# REQUIRED WORK
Among the records below, find each line that includes the string "latest" and copy it.

:: EXCERPTED DATA

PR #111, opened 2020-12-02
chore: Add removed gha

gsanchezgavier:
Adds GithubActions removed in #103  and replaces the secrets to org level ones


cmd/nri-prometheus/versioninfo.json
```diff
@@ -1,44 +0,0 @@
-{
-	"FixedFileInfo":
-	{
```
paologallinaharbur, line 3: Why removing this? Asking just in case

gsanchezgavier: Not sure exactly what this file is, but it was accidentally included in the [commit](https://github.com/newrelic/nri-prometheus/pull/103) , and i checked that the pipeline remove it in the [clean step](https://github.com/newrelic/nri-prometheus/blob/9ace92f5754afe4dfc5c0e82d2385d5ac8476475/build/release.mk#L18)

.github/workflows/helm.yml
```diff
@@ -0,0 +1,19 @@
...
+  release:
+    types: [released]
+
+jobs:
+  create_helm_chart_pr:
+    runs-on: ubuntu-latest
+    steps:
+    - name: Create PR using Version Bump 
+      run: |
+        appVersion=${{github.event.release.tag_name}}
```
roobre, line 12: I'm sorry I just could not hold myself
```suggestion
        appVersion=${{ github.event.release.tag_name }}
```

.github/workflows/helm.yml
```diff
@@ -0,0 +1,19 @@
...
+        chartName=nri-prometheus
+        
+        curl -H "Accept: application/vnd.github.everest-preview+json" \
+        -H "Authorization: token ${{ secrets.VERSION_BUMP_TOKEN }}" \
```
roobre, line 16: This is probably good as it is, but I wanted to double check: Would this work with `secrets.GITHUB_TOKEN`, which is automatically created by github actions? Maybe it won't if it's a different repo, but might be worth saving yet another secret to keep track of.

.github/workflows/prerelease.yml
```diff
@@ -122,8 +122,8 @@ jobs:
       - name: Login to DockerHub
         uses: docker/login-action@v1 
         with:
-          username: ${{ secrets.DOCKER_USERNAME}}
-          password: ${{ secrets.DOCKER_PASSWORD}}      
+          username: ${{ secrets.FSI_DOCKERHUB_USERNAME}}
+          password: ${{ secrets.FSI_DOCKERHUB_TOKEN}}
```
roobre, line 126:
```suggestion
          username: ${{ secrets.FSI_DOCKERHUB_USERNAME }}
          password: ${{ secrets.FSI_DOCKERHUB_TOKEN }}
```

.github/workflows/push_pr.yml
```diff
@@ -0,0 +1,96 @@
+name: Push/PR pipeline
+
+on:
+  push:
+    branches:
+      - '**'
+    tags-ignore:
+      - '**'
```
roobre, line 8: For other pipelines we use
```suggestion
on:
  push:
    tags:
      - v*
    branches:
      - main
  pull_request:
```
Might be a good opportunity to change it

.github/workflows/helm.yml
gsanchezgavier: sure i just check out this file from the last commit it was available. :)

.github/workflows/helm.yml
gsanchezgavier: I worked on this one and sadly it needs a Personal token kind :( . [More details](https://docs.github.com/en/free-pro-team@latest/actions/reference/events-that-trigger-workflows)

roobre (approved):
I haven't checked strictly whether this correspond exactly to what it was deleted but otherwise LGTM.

::::

# WRITTEN SOLUTION
+    runs-on: ubuntu-latest
gsanchezgavier: I worked on this one and sadly it needs a Personal token kind :( . [More details](https://docs.github.com/en/free-pro-team@latest/actions/reference/events-that-trigger-workflows)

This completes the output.